—Lo que pasó después—añadió Judith—lo sabes tú perfectamente.

—¿Pero quién fué el hombre que te indujo a tomar parte en tan repugnante intriga?

La joven intentó resistirse a contestar; pero cuando Zarzoso nombró al modelo italiano, ella, turbada por las amenazas de muerte, contestó con un signo afirmativo.

—Ya le ajustaré yo las cuentas a ese bandido napolitano. Pero ¿qué interés puede tener ese hombre, que no me conoce, en labrar mi perdición?

—Eso es lo que yo me he preguntado muchas veces, sin poder darme una contestación definitiva. El no te conoce, es verdad, y por esto mismo no he podido nunca comprender por qué trabajaba contra tí.

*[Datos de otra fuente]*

PR #295, opened 2023-11-09
[yugabyte/yugabyte-db#19294] Resolved the issue of large input strings getting truncated

Sumukh-Phalgaonkar:
## Problem
There was a bug in the `convertString()` method of `YugabyteDBCQLValueConverter` because of which large input strings were getting truncated to the first 50 characters. This was due to the wrong `toString()` method being used for conversion of ByteString to String.

## Solution
This issue was resolved by using `toStringUtf8()` instead of `toString()` method to extract the string from the ByteString. This PR also adds a test to verify the correct behaviour.

### DIFF
--- a/src/test/java/io/debezium/connector/yugabytedb/YugabyteDBCQLTest.java
+++ b/src/test/java/io/debezium/connector/yugabytedb/YugabyteDBCQLTest.java
@@ -292,8 +292,8 @@ public class YugabyteDBCQLTest extends YugabyteDBContainerTestBase {
     private String getBigInputString(int length) {
         StringBuilder sb = new StringBuilder();
         Random r = new Random();
-        for(int i = 0; i<length; i++) {
-            sb.append((char)(r.nextInt(26)+ 'A'));
+        for (int i = 0; i < length; i++) {
+            sb.append((char) (r.nextInt(26) + 'A'));
         }
         return sb.toString();
     }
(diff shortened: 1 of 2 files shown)


src/test/java/io/debezium/connector/yugabytedb/YugabyteDBCQLTest.java
```diff
@@ -266,4 +289,23 @@ private void getRecords(List<SourceRecord> records, long totalRecordsToConsume,
         assertEquals(totalRecordsToConsume, totalConsumedRecords.get());
     }
 
+    private String getBigInputString(int length) {
+        StringBuilder sb = new StringBuilder();
+        Random r = new Random();
+        for(int i = 0; i<length; i++) {
```
vaibhav-yb, line 295: correct the formatting here:
```
for (int i = 0; i < length; i++) {
  // loop content
}
```

src/test/java/io/debezium/connector/yugabytedb/YugabyteDBCQLTest.java
```diff
@@ -266,4 +289,23 @@ private void getRecords(List<SourceRecord> records, long totalRecordsToConsume,
...
+            sb.append((char)(r.nextInt(26)+ 'A'));
```
vaibhav-yb, line 296: Correct formatting here too:
```
sb.append((char) (r.nextInt(26) + 'A'));
```

vaibhav-yb (approved):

La modelo quedó silenciosa por algunos instantes, y después añadió con tono sentencioso:

—Mira, querido; tú por algún oculto motivo debes serles odioso a los curas de tu país.

—¿Por qué dices eso?

—Porque Luigi es protegido desde la niñez por los padres jesuítas, a quienes servía ya cuando estaba en Nápoles. Ellos fueron los que le salvaron cuando le iban buscando por dos o tres puñaladas que dió allá, y los que le trajeron a París poniéndole en camino para que fuese un buen modelo. Es el perro de los jesuítas; hace cuanto le dicen, y si le mandan morder, muerde. En este asunto deben tener mucha participación los protectores de Luigi: esto es lo que yo he creído siempre.

Zarzoso hizo un gesto que indicaba su inmensa sorpresa y quedó pensativo, mientras que Judith seguía hablando, deseosa de sincerarse ante aquel muchacho, al que había cobrado cariño desde que apreció la fuerza de sus puños.